In prepared testimony released on the eve of his appearance Thursday before the Senate Intelligence Committee, former FBI director James B. Comey placed President Trump in the gunsights of a federal criminal investigation, laying out evidence sufficient for a case of obstruction of justice.
Comey proved what Director of National Intelligence Daniel Coats and National Security Agency Director Michael S. Rogers carefully avoided admitting in their testimony on Wednesday — that the president had specifically attempted to shut off at least a major piece of what Trump calls the “Russia thing,” the investigation into the misleading statements by fired national security adviser Michael Flynn concerning his role in dealings with the Russians. This kind of presidential intervention in a pending criminal investigation has not been seen, to my knowledge, since the days of Richard Nixon and Watergate.

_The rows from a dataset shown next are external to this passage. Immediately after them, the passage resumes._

PR #395, opened 2023-06-05
[HTM-804] Make it possible to add a description to an app layer in the admin

mprins:
resolves HTM-804, related https://github.com/B3Partners/tailormap-api/pull/485


projects/admin-core/src/lib/application/application-layer-settings/application-layer-settings.component.html
```diff
@@ -28,4 +28,8 @@ <h2>Settings for {{ node.label }}</h2>
     <mat-label>Attribution</mat-label>
     <input matInput formControlName="attribution" />
   </mat-form-field>
+  <mat-form-field>
+    <mat-label>Description</mat-label>
+    <input matInput formControlName="description" />
```
matthijsln, line 33: Maybe make this a multi-line textarea.

Ideally we would also have a preview of the `htmlify` pipe or some documentation.

matthijsln (changes requested):

geertplaisier (approved):

PR #409, opened 2023-06-15
HTM-810: Use Ngrx state for users/groups + listen to SSE events

geertplaisier:


mprins (approved):
some lint needs to be fixed, apart from that LGTM

PR #430, opened 2023-07-13
[do not merge] ghactions test debugging

puckipedia:
HTM-883


puckipedia:
(guesstimation: something in change detection messes up and doesn't properly run CDR after the object gets updated; culminating in the whole form not showing up until after saving? though, the save button activating should cause a CDR cycle?)

puckipedia:
Issue has been found :)

PR #294, opened 2016-07-28
Fix spider

jayvdb:
This change is [Reviewable](https://reviewable.io/reviews/html5lib/html5lib-python/294)

### DIFF
--- a/utils/spider.py
+++ b/utils/spider.py
@@ -112,6 +112,13 @@ class Spider(object):
             newUrls.add(urllib_parse.urlunsplit(splitURL))
         urls = newUrls
 
+        toVisit = self.check_robots(urls)
+        toVisit = self.check_headers(toVisit)
+
+        self.visitedURLs.update(urls)
+        self.unvisitedURLs.update(toVisit)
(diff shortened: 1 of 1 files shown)


jayvdb:
We could probably replace most of this with an existing library.

Ms2ger:
Can we use `six` for the `urllib` imports?

jayvdb:
Using `six` here looks good; I checked and it provides `robotparser`, since 2013 (https://bitbucket.org/gutworth/six/pull-requests/5/create-sixmovesurllib/diff / https://bitbucket.org/gutworth/six/commits/1f2c7f5d14be9027d180aa00138a1d29c8f48a6f).
Should I find a minimum version for six support?  Currently it doesnt have one.

gsnedders:
As far as I'm aware, nobody's actually run it for years hence it being badly broken. We should probably just kill it at this point, as it likely has no real use.

willkg:
Given the previous comment, I'm going to close this out. I opened #349 to cover removing `utils/spider.py`.

PR #299, opened 2016-09-07
Allow disabling the stripping of HTML comments in sanitizer

jdufresne:
Can be used by libraries like
[bleach](https://github.com/mozilla/bleach) to upgrade to the new
sanitizer API.

### DIFF
--- a/CHANGES.rst
+++ b/CHANGES.rst
@@ -1,6 +1,12 @@
 Change Log
 ----------
 
+UPCOMING
+~~~~~~~~
+
+* Added ``strip_comments`` parameter to sanitizer. When ``False`` HTML comments
+  will not be stripped.
+
 0.999999999/1.0b10
 ~~~~~~~~~~~~~~~~~~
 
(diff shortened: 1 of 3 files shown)


gsnedders:
Do we actually want to allow this? This has security ramifications, given IE's conditional comments and I want to say some of the things that end up being parsed as bogus comments equally do. (That said, `allowed_elements` etc. also have security ramifications.)

gsnedders:
@jdufresne do I take you closing this to mean that we don't actually want this and it doesn't block bleach?

jdufresne:
@gsnedders I am not a maintainer of bleach,

TBH, I'm not interested in actually using the `strip_comments` functionality of this PR. In my projects I want the comments stripped.

A while back, I was interested in using bleach for a project. However, its `setup.py` required an older version of html5lib. Older than I was already using. I investigated why. A bleach unit test using the old `strip_comments` was failing with the newer html5lib. So I thought it would be progress towards submitting a PR to the bleach team with regards to updating the html5lib dependency.

I have since dropped the idea and built a minimal HTML cleanser using the new html5lib code. So for my project, it already meets my needs.

As I don't intend to follow up with bleach or use the `strip_comments` I have no need for it. Please follow through with how you see best.

Issue #298, opened 2016-08-31
Older versions of six may be incompatible


keithcallenberg:
Please disregard this if there are any overriding implications of requiring an updated version of six, but I found I needed an upgraded version in order to import html5lib.

With six==1.5.2 I receive an ImportError:

```
File "/usr/local/lib/python2.7/dist-packages/weasyprint/__init__.py", line 19, in <module>
    import html5lib  # noqa
  File "/usr/local/lib/python2.7/dist-packages/html5lib/__init__.py", line 16, in <module>
    from .html5parser import HTMLParser, parse, parseFragment
  File "/usr/local/lib/python2.7/dist-packages/html5lib/html5parser.py", line 2, in <module>
    from six import with_metaclass, viewkeys, PY3
ImportError: cannot import name viewkeys
```

This error goes away when I add six=1.10.0 to my requirements.

jayvdb:
The travis build errors on #301 also show that `html5lib/html5parser.py` also imports `six.viewkeys`, which was introduced in six 1.9.0 .

a137d14b by @kovidgoyal in 2013 is where `six.viewkeys` was introduced.  It is very easy to avoid this, as that commit also included a fallback.

gsnedders:
I think I decided that 1.9 being over a year old was a good enough reason to rely on it, as if you're using a recent version of html5lib, you're obviously not opposed to running recent versions of software. Aside from pip, setuptools, and wheel we have no reason not to rely on recent versions of dependencies, as far as I'm aware.

Obviously, if you disagree, say!

mdxs:
By silence procedure and #301 being merged, I would say this can be closed now.

madelinezec:
I'm having this exact error, but I have six==1.10.0 installed. Any other reason this could be happening?

PR #301, opened 2016-09-15
Declare implicit dependency on Six 1.9 or higher

amorde:
This project uses a syntax for importing urllib.parse from six which was introduced in Six version 1.4

The import can be found [here](https://github.com/html5lib/html5lib-python/blob/master/html5lib/filters/sanitizer.py#L6)

The relevant change in Six can be found [here](https://bitbucket.org/gutworth/six/commits/1f2c7f5d14be9027d180aa00138a1d29c8f48a6f?at=1.4.0#Lsix.pyT188)

This can cause an issue if a project has a previous version of Six (say version 1.3) installed when installing html5lib

EDIT:
importing `viewkeys` in html5parser.py requires six 1.9

### DIFF
--- a/.travis.yml
+++ b/.travis.yml
@@ -16,6 +16,7 @@ cache:
 env:
   - USE_OPTIONAL=true
   - USE_OPTIONAL=false
+  - SIX_VERSION=1.9 USE_OPTIONAL=true
 
 install:
   - bash requirements-install.sh
--- a/requirements-install.sh
+++ b/requirements-install.sh
@@ -11,6 +11,10 @@ if [[ $USE_OPTIONAL == "true" ]]; then
   pip install -U -r requirements-optional.txt
 fi
 
+if [[ $SIX_VERSION != "false" ]]; then
+  pip install six==$SIX_VERSION
+fi
+
 if [[ $CI == "true" ]]; then
   pip install -U codecov
 fi
--- a/requirements.txt
+++ b/requirements.txt
@@ -1,3 +1,3 @@
-six
+six>=1.9
 webencodings
 ordereddict ; python_version < '2.7'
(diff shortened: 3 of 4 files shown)


jayvdb:
I need this for #294.

jayvdb:
It would be nice to have a test job that explicitly requires and uses six 1.4 , so that newer features are not inadvertently used without upgrading the requirement.

amorde:
@jayvdb That sounds like a great idea, I'm not really sure how to go about doing that though.

jayvdb:
You could add a job with

```diff
 env:
   - USE_OPTIONAL=true
   - USE_OPTIONAL=false
+  - USE_SIX_14=true
```

And then in `requirements-install.sh` look for that flag and force install 1.4 (and if anything upgrades it to a more recent version, fix it).

amorde:
@jayvdb It appears the minimum required version is actually **1.9**. Good call on the testing thing.

I'll squash these commits and do a force push

jayvdb:
In addition to the Travis errors described in #298, you are introducing many additional Travis jobs per build.  This problem only requires one additional job.

.travis.yml
```diff
@@ -16,6 +16,7 @@ cache:
 env:
   - USE_OPTIONAL=true
   - USE_OPTIONAL=false
+  - USE_SIX_LOWEST_VERSION=1.9 USE_OPTIONAL=true
```
jayvdb: `USE_SIX_LOWEST_VERSION` is very long.  Could be shorter.

amorde: Changed to `SIX_VERSION`

amorde:
Hey @jayvdb, any updates on this?

jayvdb:
@amorde , I am not a committer here.  I can only do code review, which I have done.
I am also waiting for this to be reviewed/merged so that I can complete https://github.com/html5lib/html5lib-python/pull/294. ;-)

amorde:
@jayvdb gotcha, haha sorry for the mixup!

gsnedders:
Thanks for the reviewing, @jayvdb! :)

Ultimately, we should almost certainly declare (and test) minimum required versions for all our dependencies.

PR #309, opened 2016-10-30
Drop Python 2.6 support

di:
Yesterday marks 3 years since the last release of Python 2.6! 🎉

To celebrate, I'm attempting to drop support for it from 156 prominent Python packages (one for every week it's past end-of-life)--including this one!

I've tried my best to remove as much 2.6-specific cruft as I can, but at the very least, this PR will remove the `'Programming Language :: Python :: 2.6'` trove classifier from this projects `setup.py`.

### DIFF
--- a/.travis.yml
+++ b/.travis.yml
@@ -1,6 +1,5 @@
 language: python
 python:
-  - "2.6"
   - "2.7"
   - "3.3"
   - "3.4"
--- a/README.rst
+++ b/README.rst
@@ -90,7 +90,7 @@ More documentation is available at https://html5lib.readthedocs.io/.
 Installation
 ------------
 
-html5lib works on CPython 2.6+, CPython 3.3+ and PyPy.  To install it,
+html5lib works on CPython 2.7, CPython 3.3+ and PyPy.  To install it,
 use:
 
 .. code-block:: bash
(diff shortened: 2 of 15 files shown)


gsnedders:
As a package vendored by pip, we're not going to drop support till pip does to avoid pip having to maintain a fork, currently planned for pip 10.0 (https://github.com/pypa/pip/issues/3955).

di:
@gsnedders Thanks, it seems this PR is a bit premature then. Sorry for the noise!

gsnedders:
@di I'm more than happy to keep the PR open, because it saves duplicating the work in the probably relatively near future, and I'm grateful for you doing it! It sounds like pip 9.0 is nearer than I expected, so probably nearer to being able to land this than I expected!

jdufresne:
Should this PR be reconsidered now that pip has officially deprecated 2.6 and will be dropping it in the next version?

<https://mail.python.org/pipermail/distutils-sig/2016-November/029785.html>

gsnedders:
The outcome of the discussion I had with @dstufft before was that:

1. The next version will support 2.6 (it is almost certain to be 9.1)
2. 9.x is likely to be the current major release until mid-2017
3. It'd be ideal to keep supporting 2.6 until pip's support is finally dropped (e.g., in case of any last-minute security releases shortly before 10.0)

Given the relatively small gains from dropping 2.6 (as I think the PR shows, the majority of the gains are in being able to finally use set and dict literals), I'm in no rush and happy to wait for 10.0 to ship.

PR #318, opened 2017-02-18
make compatible with python 3.6

moben:
errors on invalid escape sequences in strings, such as "\s"

i.e. anything not mentioned in https://docs.python.org/3/reference/lexical_analysis.html#strings


gsnedders:
Oh, this isn't compatibility per-se, this is just avoiding DeprecationWarnings? (So it's essentially compatibility with some future version.)

moben:
yes. Looking again I might have run into it with `-Werror` I guess.

Still a good idea, though for a future python version.

gsnedders:
Oh, totally, still a good idea; thanks for the patch!

gsnedders:
(In case it was unclear: I didn't merge it earlier because I was still waiting on Travis CI to finish running against the merge with the Travis fix.)

PR #319, opened 2017-02-18
Fix Travis

gsnedders:


gsnedders:
okay, we appear to be hitting some different pip/setuptools bug compared with before, le sigh

gsnedders:
Okay, so we're running into https://github.com/pypa/pip/pull/2616 which was fixed in 6.1.0.

PR #320, opened 2017-02-19
Give minimum versions of all dependencies and test on them

gsnedders:


gsnedders:
This doesn't work because `PIP_VERSION` is consumed by PIP. Need to rename the env variable.

willkg:
I understand the gist of what this is trying to solve, but I think this is better solved with tox and environment matrixes.

I think we should close this out and reimplement it after the PR switching to tox has landed.

Regardless, I'm taking this out of the 1.0 milestone.

ambv:
It would be nice to test the minimum versions of dependencies that we support. Luckily, there really only is `six` and `webencodings` that are required. `six` will go away when Python 2 support is gone.

However, we should NOT be pinning *maximum* versions as overly restrictive version caps cannot be fixed by the user. See: https://iscinumpy.dev/post/bound-version-constraints/

In any case, this PR is quite outdated. I'll make a new one to declare minimum versions of all dependencies that we still use in `master`.

PR #323, opened 2017-02-23
Fix tox.ini to allow specifying pytest tests

willkg:
This fixes tox.ini so that you can pass arguments to py.test.

For example:

```
    tox -e py34-base html5lib/tests/test_serializer.py
```

will now only run the serializer tests.

```
    tox -e py34-base -- -vv
```

will run with super verbose mode and tons of data will go flying by in your
terminal.

### DIFF
--- a/tox.ini
+++ b/tox.ini
@@ -13,5 +13,5 @@ deps =
   optional: -r{toxinidir}/requirements-optional.txt
 
 commands =
-  {envbindir}/py.test
+  {envbindir}/py.test {posargs}
   {toxinidir}/flake8-run.sh


willkg:
This doesn't affect travis, but it does make development iterations much faster.

Another fix we can do in the tox file is to move the flake8 pass to a separate "environment" so that it runs once in a tox run and not once for every environment.

Does that sound helpful? If so, I can make that change and tack it on to this one.

willkg:
This is super minor. It's just an ergonomic issue related to development.

Issue #183, opened 2015-04-14
Missing MathML elements and attributes


fred-wang:
html5lib/sanitizer.py misses some MathML elements and attributes. In particular the semantics/annotation/annotation-xml elements required to fix a very old planet bug (http://www.maths-informatique-jeux.com/blog/frederic/?post/2013/01/22/Analysis-of-Lithium-s-algorithm#c142).

See https://github.com/html5lib/html5lib-python/pull/181

PR #331, opened 2017-04-10
Add missing MathML tags for annotations. #183

fred-wang:
New attempt, rebasing on top of master and restricting to annotations.

https://developer.mozilla.org/en-US/docs/Web/MathML/Element/semantics
https://www.w3.org/TR/MathML/chapter3.html#presm.semantics


willkg:
The sanitizer is built to make sure the output is safe regardless of what the input was. So in order to approve adding these, I need to feel confident that these are safe to add.

There's this comment which you wrote that talks about the safety of adding these bits:

https://github.com/html5lib/html5lib-python/pull/181#issuecomment-137714933

However, I don't know anything about MathML and can't evaluate that, so I can't approve this. We'll need someone who understands this to yay/nay it preferably with some proof. I'll hunt around and see if I can find someone I know.

willkg:
I can't find anyone. I'm going to nix this from the 1.0 milestone.

fred-wang:
@willkg What's the plan on this? Did you ask @jruderman ?

willkg:
@fred-wang I didn't find anyone, so I nixed it from the 1.0 milestone. After I got 1.0 out, I stepped off of this project.

PR #332, opened 2017-04-15
Update docs

twm:
When trying to figure out how to sanitize some HTML I noticed that the docs have lagged behind the implementation. So I removed the mention of `HTMLSanitizer` and then... things got out of hand. Summary of changes:

* Add `tox -e doc` environment so that it's easy to build the docs.
* Remove documentation of HTMLTokenizer, as it is now private.
* Remove documentation of HTMLSanitizer, as it no longer exists.
* Add basic documentation of the treeadapters package.
* Linkify many references to classes, functions, and modules.
* Fix various Sphinx warnings and formatting issues.
* Add `__version__` to `html5lib.__all__`
* Remove sub-modules from `html5lib.treeadapters.__all__` (as this caused Sphinx warnings and didn't really make sense).

I didn't squash as suggested in CONTRIBUTING.md because recent PRs don't seem to be following that procedure. I am happy to do so if you like, or to try to break this into smaller PRs.


willkg:
The sanitizer still exists, but it got rewritten as a filter and is now in `html5lib.filters.sanitizer`. You can see it here:

https://github.com/html5lib/html5lib-python/blob/17499b9763a090f7715af49555d21fe4b558958b/html5lib/filters/sanitizer.py

Just a drive-by comment on the off chance it helps.

twm:
@willkg Yup, and the new form is documented. The old docs just weren't removed.

html5lib/__init__.py
```diff
@@ -19,7 +28,8 @@
 from .serializer import serialize
 
 __all__ = ["HTMLParser", "parse", "parseFragment", "getTreeBuilder",
-           "getTreeWalker", "serialize"]
+           "getTreeWalker", "serialize", "__version__"]
```
willkg: I don't think we want `__version__` to get imported when importing `*`.

html5lib/__init__.py
```diff
@@ -19,7 +28,8 @@
...
 
 # this has to be at the top level, see how setup.py parses this
+#: Distribution version number, which asymptotically approaches 1.
```
willkg: I'd remove this. Amongst other things, it's not going to be true for much longer.

doc/movingparts.rst
```diff
@@ -110,11 +105,11 @@ You can alter the stream content with filters provided by html5lib:
   the document
 
 * :class:`lint.Filter <html5lib.filters.lint.Filter>` raises
-  ``LintError`` exceptions on invalid tag and attribute names, invalid
+  :exc:`AssertionError` exceptions on invalid tag and attribute names, invalid
```
willkg: Is it really an AssertionError? If so, we should write up an issue to change that.

doc/movingparts.rst
```diff
@@ -90,15 +86,14 @@ The serializer lets you write HTML back as a stream of bytes.
...
-documentation.
+You can customize the serializer behaviour in a variety of ways. Consult
+the :class:`~html5lib.serializer.HTMLSerializer` documentation.
 
 
 Filters
 ~~~~~~~
 
-You can alter the stream content with filters provided by html5lib:
+html5lib provides several filters
```
willkg: Given that what follows is a bulleted list, can you add a `:` to the end of this line?

doc/movingparts.rst
```diff
@@ -55,17 +52,16 @@ The implementation of builders can be found in `html5lib/treebuilders/
...
 
 The implementation of walkers can be found in `html5lib/treewalkers/
 <https://github.com/html5lib/html5lib-python/tree/master/html5lib/treewalkers>`_.
 
-Walkers make consuming HTML easier. html5lib uses them to provide you
-with has a couple of handy tools.
+html5lib provides a few tools for consuming token streams:
 
+* :class:`~html5lib.serializer.HTMLSerializer`, to generate a stream of bytes; and
+* filters, to manipulate the token stream.
```
willkg: The leader has "a few tools", but this list has two items. Further, the items seem like a sentence. I'd either change the bullet list into a sentence or unsentencify the bullet items. Maybe something like this?:

```
html5lib provides two tools for consuming token streams:

* :class:`~html5lib.serializer.HTMLSerializer` for generating a stream of bytes
* filters for manipulating the token stream
```

doc/html5lib.rst
```diff
@@ -1,13 +1,8 @@
 html5lib Package
 ================
 
-:mod:`html5lib` Package
------------------------
```
willkg: Why take the header out here?

html5lib/__init__.py
twm: As `__version__` is part of the public interface of this module, which `__all__` defines, I think it should be here.

doc/html5lib.rst
twm: There are two headers in a row with exactly the same text.

doc/movingparts.rst
twm: I ended up going with a sentence, rather than the bulleted list, as there aren't exactly two (really there's the serializer and a bunch of filters), so it's really two _categories_ of token consumer, but that distinction isn't really useful to point out.

html5lib/__init__.py
twm: Thank goodness! Will do.

doc/movingparts.rst
twm: Yeah, the implementation is basically all `assert` statements: https://github.com/html5lib/html5lib-python/blob/7bbde541e08ca82c07af5ac7e5f64525f1793814/html5lib/filters/lint.py#L24-L79

twm:
I think that I have addressed all the issues you noted as appropriate. Please let me know if anything else is required! Thanks!

html5lib/__init__.py
willkg: I wouldn't think about `__all__` that way. It's really for specifying what gets exported if the user does `from html5lib import *`. I don't want `__version__` to get exported in that scenario. Please undo this change.

willkg:
@twm Thank you so much for this!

Comey’s statement meticulously detailed a series of interventions by Trump soliciting his assistance in getting the criminal probe dropped. These details are red meat for a prosecutor. Presumably, the team of experienced criminal prosecutors that special counsel Robert S. Mueller III has assembled will be following up on this crucial testimony, which rests on contemporaneous memorandums that Comey was sufficiently alarmed to prepare immediately after receiving the president’s requests.
That both Coats and Rogers denied that they “felt pressured” provides no comfort for the president’s position. The obstruction of justice statute prohibits not only successful interference with pending criminal investigations but also any use of “threats” to “endeavor” to obstruct an investigation. Thus, it is the attempt or objective that is criminal, and Coats and Rogers were apparently unable to deny that the president had solicited their interference in the pending FBI investigation. If Coats and Rogers did not yield to the endeavor, kudos for them, but that is no excuse for the president.
Moreover, Comey’s testimony also supplies the element of “threats.” He vividly describes a dinner with the president on Jan. 27, which the president surprisingly limited to just the two of them. The president asked Comey whether he liked his job and wanted to continue in it, even though, before the inauguration, the president had asked Comey to stay on the job, and Comey had eagerly accepted.
Leaving little doubt about the price of continued retention, the president twice, according to Comey, told him that he expected “loyalty” from Comey, just as he did from everyone else around him.